_ASSIGNED TASK_. Filter the entries below down to the lines that hold "michaelhly".

_RAW DATA_.
BEGIN

PR #830, opened 2023-10-11
Fix crash when Instant::now() returns the same value twice

Lorak-mmk:
When Instant::now() returns the same value during 2 calls of
TimestampedAverage::compute_next, division by 0 occurs,
and Duration::from_secs_f64 panics because of NaN input.

This PR fixes the issue, adds additional logs in case another conversion problem
occurs in this code and adds regression test for the issue.

## Pre-review checklist

### DIFF
--- a/scylla/src/transport/load_balancing/default.rs
+++ b/scylla/src/transport/load_balancing/default.rs
@@ -2132,7 +2132,7 @@ mod latency_awareness {
     use futures::{future::RemoteHandle, FutureExt};
     use itertools::Either;
     use scylla_cql::errors::{DbError, QueryError};
-    use tracing::{instrument::WithSubscriber, trace};
+    use tracing::{instrument::WithSubscriber, trace, warn};
     use uuid::Uuid;
 
     use crate::{load_balancing::NodeRef, transport::node::Node};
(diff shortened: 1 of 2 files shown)


piodul (commented):
Looks good, thanks. Only one thing - please swap the commits together. I know it could make some sense to introduce a failing test first and then fix it in order to better show that the fix works (e.g. I checked out the branch and saw how it behaves with and without the fix as a part of the review) - but this breaks bisectability.

Lorak-mmk:
Done

scylla/src/transport/load_balancing/default.rs
```diff
@@ -2192,13 +2192,37 @@ mod latency_awareness {
                 Some(prev_avg) => Some({
                     let delay = (now - prev_avg.timestamp).as_secs_f64();
```
piodul, line 2193: https://doc.rust-lang.org/std/time/struct.Instant.html#monotonicity

Assuming that `compute_next` could be called with timestamp that is smaller than `prev_avg.timestamp`, this code will... work correctly as of now, but may start to panic in the future. Let's use [checked_duration_since](https://doc.rust-lang.org/std/time/struct.Instant.html#method.checked_duration_since) here to be sure.

Lorak-mmk: Is the current version ok?

piodul: Yes, it's OK. TBF I realized that [saturating_duration_since](https://doc.rust-lang.org/std/time/struct.Instant.html#method.saturating_duration_since) would be nicer and shorter, but I won't insist on changing that (unless clippy complains)

Lorak-mmk: Changed it, just to be safe in the future

piodul (approved):

Issue #671, opened 2023-03-22
Provide a way to configure which keyspaces need replica set precomputation


havaker:
With the merge of https://github.com/scylladb/scylla-rust-driver/pull/612, a new module called `scylla::transport::locator` was added to the `scylla-rust-driver`. This module offers a means to compute replica sets for a given `strategy, token` pair, which is commonly used in load balancing. To speed up these computations, replica set precomputation was included as a part of #612. Unfortunately, precomputing replica sets can be a bit costly in terms of memory and compute resources.

Currently, replica set precomputation is enabled by default for all keyspaces. While this can greatly improve the speed of computing replica sets, it may be unnecessary to use memory and compute resources for precomputation for keyspaces that are not in use by the driver.

Adding an option to configure replica set precomputation for specific keyspaces would solve this problem. By default, precomputation could be enabled for all keyspaces to provide fast access to replica sets. Users could selectively disable it for specific keyspaces (or enable only for specific ones) to better adjust the driver's resource consumption to their use cases.

PR #831, opened 2023-10-11
Add ReplicationOptions to SessionConfig for excluding keyspaces from replica precompute

michaelhly:
We add ReplicationOptions which includes a vector of keyspace names to SessionConfig. When instantiating ClusterData, we exclude keyspaces from provided by ReplicationOptions when computing PrecomputedReplicas to conserve memory/compute resources.

Fixes: #671 

## Pre-review checklist


michaelhly:
@havaker would you mind taking a quick look? Happy to write tests and finish up docs if this seems correct.

piodul:
@Lorak-mmk please review

Lorak-mmk:
You can already choose which keyspaces to precompute (see `keyspaces_to_fetch`) in `SessionConfig`, but:
- it is an allowlist, while your approach is denylist. I'm wondering if maybe the best approach is to allow both (make enum Allowlist(Vec) and Denylist(Vec) instead of just Vec).
- It prevents info about other keyspaces to be fetched at all (so it's not available in `ClusterData`), while your solution only avoids precomputing replication strategies.

So I think this change may be valuable. I'll try to post initial review soon.

wprzytula:
@michaelhly Sorry for so delayed response.
I really like the idea. The taken approach is correct: `ReplicationConfig` (a small name change to be in line with other `Config`s) should be passed down to `ClusterData::new()`.
As @Lorak-mmk noted, there should be both an Allowlist and Denylist variant for specyfing keyspaces to precompute.

scylla/src/transport/cluster.rs
```diff
@@ -274,6 +278,7 @@ impl ClusterData {
         known_peers: &HashMap<Uuid, Arc<Node>>,
         used_keyspace: &Option<VerifiedKeyspaceName>,
         host_filter: Option<&dyn HostFilter>,
+        replication_opts: Option<&ReplicationConfigs>,
     ) -> Self {
```
wprzytula, line 282: Let's not make it an `Option`; `ReplicationConfig` should be always passed to where `ReplicaLocator` is constructed.

scylla/src/transport/cluster.rs
```diff
@@ -339,8 +344,16 @@ impl ClusterData {
         Self::update_rack_count(&mut datacenters);
 
         let keyspaces = metadata.keyspaces;
+        // Exclude these keyspaces from replica set precomputation
+        let keyspaces_to_exclude = match replication_opts {
+            Some(opts) => opts.keyspaces_to_exclude().to_vec(),
+            None => vec![],
+        };
```
wprzytula, line 351: Better not to allocate here. Let's just use the borrowed `Vec` there.

```suggestion
        // Exclude these keyspaces from replica set precomputation
        let keyspaces_to_exclude = replication_config.keyspaces_to_exclude();
```

wprzytula: Even better, let's allow for both Allowlist and Denylist variant:

```suggestion
        let replicas_precomputation_config = replication_config.replicas_precomputation_config();
```

scylla/src/transport/cluster.rs
```diff
@@ -339,8 +344,16 @@ impl ClusterData {
...
         let (locator, keyspaces) = tokio::task::spawn_blocking(move || {
-            let keyspace_strategies = keyspaces.values().map(|ks| &ks.strategy);
+            let keyspace_strategies = keyspaces
+                .iter()
+                .filter(|(k, _)| !keyspaces_to_exclude.contains(k))
+                .map(|(_, ks)| &ks.strategy);
```
wprzytula, line 356:
```suggestion
            let keyspace_strategies = keyspaces
                .iter()
                .filter(|(k, _)| match replicas_precomputation_config {
                    Denylist(disallowed_keyspaces) => !disallowed_keyspaces.contains(k),
                    AllowList(allowed_keyspaces) => allowed_keyspaces.contains(k), 
                )
                .map(|(_, ks)| &ks.strategy);
```

scylla/src/transport/locator/mod.rs
```diff
@@ -21,6 +21,23 @@ use std::{
 };
 use tracing::debug;
 
+/// TODO(michael): Docs
+#[derive(Debug, Default, Clone)]
+pub struct ReplicationConfigs {
```
wprzytula, line 26:
```suggestion
pub struct ReplicationConfig {
```

scylla/src/transport/locator/mod.rs
```diff
@@ -21,6 +21,23 @@ use std::{
...
+    // Keyspaces to exclude from precomuted replica sets
+    keyspaces_to_exclude: Vec<String>,
+}
+
+impl ReplicationConfigs {
+    pub fn exclude_keyspace(&mut self, keyspace: String) {
```
wprzytula, line 32:
```suggestion
    pub fn exclude_keyspace(&mut self, keyspace: impl Into<String>) {
```

scylla/src/transport/locator/mod.rs
```diff
@@ -21,6 +21,23 @@ use std::{
...
+        self.keyspaces_to_exclude.push(keyspace)
+    }
+
+    pub fn keyspaces_to_exclude(&self) -> &Vec<String> {
+        &self.keyspaces_to_exclude
+    }
+}
+
```
wprzytula, line 40: Let's create a `ReplicasPrecomputationList` enum:
```rust
enum ReplicasPrecomputationList {
    Allowlist { allowed_keyspaces: Vec<String> },
    Denylist { disallowed_keyspaces: Vec<String> },
}
```
and store it `ReplicationConfig` as `Option<ReplicaPrecomputationList>`.

scylla/src/transport/session.rs
```diff
@@ -285,6 +286,9 @@ pub struct SessionConfig {
     /// for e.g: if they do not want unexpected traffic
     /// or they expect the topology to change frequently.
     pub cluster_metadata_refresh_interval: Duration,
+
+    /// TODO(michael): Docs ...
+    pub replication_configs: ReplicationConfigs,
```
wprzytula, line 291: `SessionBuilder` needs the corresponding setters as well, as it's the intended way to construct a `Session`.

wprzytula (changes requested):

wprzytula:
Thank you for contributing the idea @michaelhly!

END

_WORKED SOLUTION_.
michaelhly:
michaelhly:
@michaelhly Sorry for so delayed response.
Thank you for contributing the idea @michaelhly!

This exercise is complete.